Below are records; count the lines that contain "same" and give only the total.

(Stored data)

===

PR #345, opened 2021-04-14
tests: Add test for open vs invalidation race

navytux:
Add test that exercises open vs invalidation race condition that, if
happen, leads to data corruption. We are seeing such race happening on
storage level in ZEO (https://github.com/zopefoundation/ZEO/issues/166),
and previously we've seen it also to happen on Connection level
(https://github.com/zopefoundation/ZODB/issues/290). By adding this test
to be exercised wrt all storages we make sure that all storages stay
free from this race.

And it payed out. Besides catching original problems from
https://github.com/zopefoundation/ZODB/issues/290 and
https://github.com/zopefoundation/ZEO/issues/166 , this test also
discovered a concurrency bug in MVCCMappingStorage:

    Failure in test check_race_open_vs_invalidate (ZODB.tests.testMVCCMappingStorage.MVCCMappingStorageTests)
      File "/usr/lib/python2.7/unittest/case.py", line 329, in run
        testMethod()
      File "/home/kirr/src/wendelin/z/ZODB/src/ZODB/tests/BasicStorage.py", line 492, in check_race_open_vs_invalidate
        self.fail(failure[0])
      File "/usr/lib/python2.7/unittest/case.py", line 410, in fail
        raise self.failureException(msg)
    AssertionError: T1: obj1.value (24)  !=  obj2.value (23)

The problem with MVCCMappingStorage was that instance.poll_invalidations
was correctly taking main_lock with intention to make sure main data is
not mutated during analysis, but instance.tpc_finish and
instance.tpc_abort did _not_ taken main lock, which was leading to
committed data to be propagating into main storage in non-atomic way.

This bug was also observable if both obj1 and obj2 in the added test
were always loaded from the storage (added obj2._p_invalidate after
obj1._p_invalidate).

-> Fix MVCCMappingStorage by correctly locking main MVCCMappingStorage
instance when processing transaction completion.

/cc @d-maurer, @jamadden, @jmuchemb

### DIFF
--- a/src/ZODB/tests/BasicStorage.py
+++ b/src/ZODB/tests/BasicStorage.py
@@ -29,6 +29,7 @@ import threading
 import time
 import zope.interface
 import zope.interface.verify
+from random import randint
 
 from .. import utils
 
@@ -480,3 +481,130 @@ class BasicStorage(object):
 
         if failed.is_set():
             self.fail(failure[0])
+
+
+    # client-server storages like ZEO, NEO and RelStorage allow several storage
+    # clients to be connected to single storage server.
+    #
+    # For client-server storages test subclasses should implement
+    # _new_storage_client to return new storage client that is connected to the
+    # same storage server self._storage is connected to.
+    def _new_storage_client(self):
+        raise NotImplementedError
+
+    # verify storage for race in between load and external invalidations.
+    # https://github.com/zopefoundation/ZEO/issues/155
+    #
+    # This test is similar to check_race_loadopen_vs_local_invalidate but does
+    # not reuse its code because the probability to reproduce external
+    # invalidation bug with only 1 mutator + 1 verifier is low.
+    def check_race_load_vs_external_invalidate(self):
+        # dbopen creates new client storage connection and wraps it with DB.
+        def dbopen():
+            try:
+                zstor = self._new_storage_client()
+            except NotImplementedError:
+                # the test will be skipped from main thread because dbopen is
+                # first used in init on the main thread before any other thread
+                # is spawned.
+                self.skipTest("%s does not implement _new_storage_client" % type(self))
+            return DB(zstor)
+
+        # init initializes the database with two integer objects - obj1/obj2 that are set to 0.
+        def init():
+            db = dbopen()
+
+            transaction.begin()
+            zconn = db.open()
+
+            root = zconn.root()
+            root['obj1'] = MinPO(0)
+            root['obj2'] = MinPO(0)
+
+            transaction.commit()
+            zconn.close()
+
+            db.close()
+
+        # we'll run 8 T workers concurrently. As of 20210416, due to race conditions
+        # in ZEO, it triggers the bug where T sees stale obj2 with obj1.value != obj2.value
+        #
+        # The probability to reproduce the bug is significantly reduced with
+        # decreasing n(workers): almost never with nwork=2 and sometimes with nwork=4.
+        nwork = 8
+
+        # T is a worker that accesses obj1/obj2 in a loop and verifies
+        # `obj1.value == obj2.value` invariant.
+        #
+        # access to obj1 is organized to always trigger loading from zstor.
+        # access to obj2 goes through zconn cache and so verifies whether the cache is not stale.
+        #
+        # Once in a while T tries to modify obj{1,2}.value maintaining the invariant as
+        # test source of changes for other workers.
+        failed = threading.Event()
+        failure = [None] * nwork # [tx] is failure from T(tx)
+        def T(tx, N):
+            db = dbopen()
+
+            def t_():
+                transaction.begin()
+                zconn = db.open()
+
+                root = zconn.root()
+                obj1 = root['obj1']
+                obj2 = root['obj2']
+
+                # obj1 - reload it from zstor
+                # obj2 - get it from zconn cache
+                obj1._p_invalidate()
+
+                # both objects must have the same values
+                i1 = obj1.value
+                i2 = obj2.value
+                if i1 != i2:
+                    #print('FAIL')
+                    failure[tx] = "T%s: obj1.value (%d)  !=  obj2.value (%d)" % (tx, i1, i2)
+                    failed.set()
+
+                # change objects once in a while
+                if randint(0,4) == 0:
+                    #print("T%s: modify" % tx)
+                    obj1.value += 1
+                    obj2.value += 1
+
+                try:
+                    transaction.commit()
+                except POSException.ConflictError:
+                    #print('conflict -> ignore')
+                    transaction.abort()
+
+                zconn.close()
+
+            try:
+                for i in range(N):
+                    #print('T%s.%d' % (tx, i))
+                    t_()
+                    if failed.is_set():
+                        break
+            except:
+                failed.set()
+                raise
+            finally:
+                db.close()
+
+
+        # run the workers concurrently.
+        init()
+
+        N = 100
+        tg = []
+        for x in range(nwork):
+            t = threading.Thread(name='T%d' % x, target=T, args=(x, N))
+            t.start()
+            tg.append(t)
+
+        for t in tg:
+            t.join(60)
+
+        if failed.is_set():
+            self.fail([_ for _ in failure if _])
--- a/src/ZODB/tests/BasicStorage.py
+++ b/src/ZODB/tests/BasicStorage.py
@@ -18,7 +18,8 @@ http://www.zope.org/Documentation/Developer/Models/ZODB/ZODB_Architecture_Storag
 
 All storages should be able to pass these tests.
 """
-from ZODB import POSException
+import transaction
+from ZODB import DB, POSException
 from ZODB.Connection import TransactionMetaData
 from ZODB.tests.MinPO import MinPO
 from ZODB.tests.StorageTestBase import zodb_unpickle, zodb_pickle
@@ -385,3 +386,97 @@ class BasicStorage(object):
         self.assertEqual(results.pop('lastTransaction'), tids[1])
         for m, tid in results.items():
             self.assertEqual(tid, tids[1])
+
+
+    # verify storage/Connection for race in between load/open and local invalidations.
+    # https://github.com/zopefoundation/ZEO/issues/166
+    # https://github.com/zopefoundation/ZODB/issues/290
+    def check_race_loadopen_vs_local_invalidate(self):
+        db = DB(self._storage)
+
+		# init initializes the database with two integer objects - obj1/obj2
+        # that are set to 0.
+        def init():
+            transaction.begin()
+            zconn = db.open()
+
+            root = zconn.root()
+            root['obj1'] = MinPO(0)
+            root['obj2'] = MinPO(0)
+
+            transaction.commit()
+            zconn.close()
+
+        # verify accesses obj1/obj2 and verifies that obj1.value == obj2.value
+        #
+        # access to obj1 is organized to always trigger loading from zstor.
+        # access to obj2 goes through zconn cache and so verifies whether the
+        # cache is not stale.
+        failed = threading.Event()
+        failure = [None]
+        def verify():
+            transaction.begin()
+            zconn = db.open()
+
+            root = zconn.root()
+            obj1 = root['obj1']
+            obj2 = root['obj2']
+
+            # obj1 - reload it from zstor
+            # obj2 - get it from zconn cache
+            obj1._p_invalidate()
+
+            # both objects must have the same values
+            v1 = obj1.value
+            v2 = obj2.value
+            if v1 != v2:
+                failure[0] = "verify: obj1.value (%d)  !=  obj2.value (%d)" % (v1, v2)
+                failed.set()
+
+            transaction.abort() # we did not changed anything; also fails with commit
+            zconn.close()
+
+        # modify changes obj1/obj2 by doing `objX.value += 1`.
+        #
+        # Since both objects start from 0, the invariant that
+        # `obj1.value == obj2.value` is always preserved.
+        def modify():
+            transaction.begin()
+            zconn = db.open()
+
+            root = zconn.root()
+            obj1 = root['obj1']
+            obj2 = root['obj2']
+            obj1.value += 1
+            obj2.value += 1
+            assert obj1.value == obj2.value
+
+            transaction.commit()
+            zconn.close()
+
+        # xrun runs f in a loop until either N iterations, or until failed is set.
+        def xrun(f, N):
+            try:
+                for i in range(N):
+                    #print('%s.%d' % (f.__name__, i))
+                    f()
+                    if failed.is_set():
+                        break
+            except:
+                failed.set()
+                raise
+
+
+        # loop verify and modify concurrently.
+        init()
+
+        N = 500
+        tverify = threading.Thread(name='Tverify', target=xrun, args=(verify, N))
+        tmodify = threading.Thread(name='Tmodify', target=xrun, args=(modify, N))
+        tverify.start()
+        tmodify.start()
+        tverify.join(60)
+        tmodify.join(60)
+
+        if failed.is_set():
+            self.fail(failure[0])
--- a/src/ZODB/tests/BasicStorage.py
+++ b/src/ZODB/tests/BasicStorage.py
@@ -24,6 +24,7 @@ from ZODB.Connection import TransactionMetaData
 from ZODB.tests.MinPO import MinPO
 from ZODB.tests.StorageTestBase import zodb_unpickle, zodb_pickle
 from ZODB.tests.StorageTestBase import ZERO
+from ZODB.tests.util import with_high_concurrency
 
 import threading
 import time
@@ -392,6 +393,7 @@ class BasicStorage(object):
     # verify storage/Connection for race in between load/open and local invalidations.
     # https://github.com/zopefoundation/ZEO/issues/166
     # https://github.com/zopefoundation/ZODB/issues/290
+    @with_high_concurrency
     def check_race_loadopen_vs_local_invalidate(self):
         db = DB(self._storage)
 
@@ -498,6 +500,7 @@ class BasicStorage(object):
     # This test is similar to check_race_loadopen_vs_local_invalidate but does
     # not reuse its code because the probability to reproduce external
     # invalidation bug with only 1 mutator + 1 verifier is low.
+    @with_high_concurrency
     def check_race_load_vs_external_invalidate(self):
         # dbopen creates new client storage connection and wraps it with DB.
         def dbopen():
--- a/src/ZODB/tests/util.py
+++ b/src/ZODB/tests/util.py
@@ -19,6 +19,7 @@ import atexit
 import os
 import persistent
 import re
+import sys
 import tempfile
 import time
 import transaction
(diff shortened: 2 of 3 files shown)


navytux:
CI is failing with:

===

▸ Answer to the exercise
3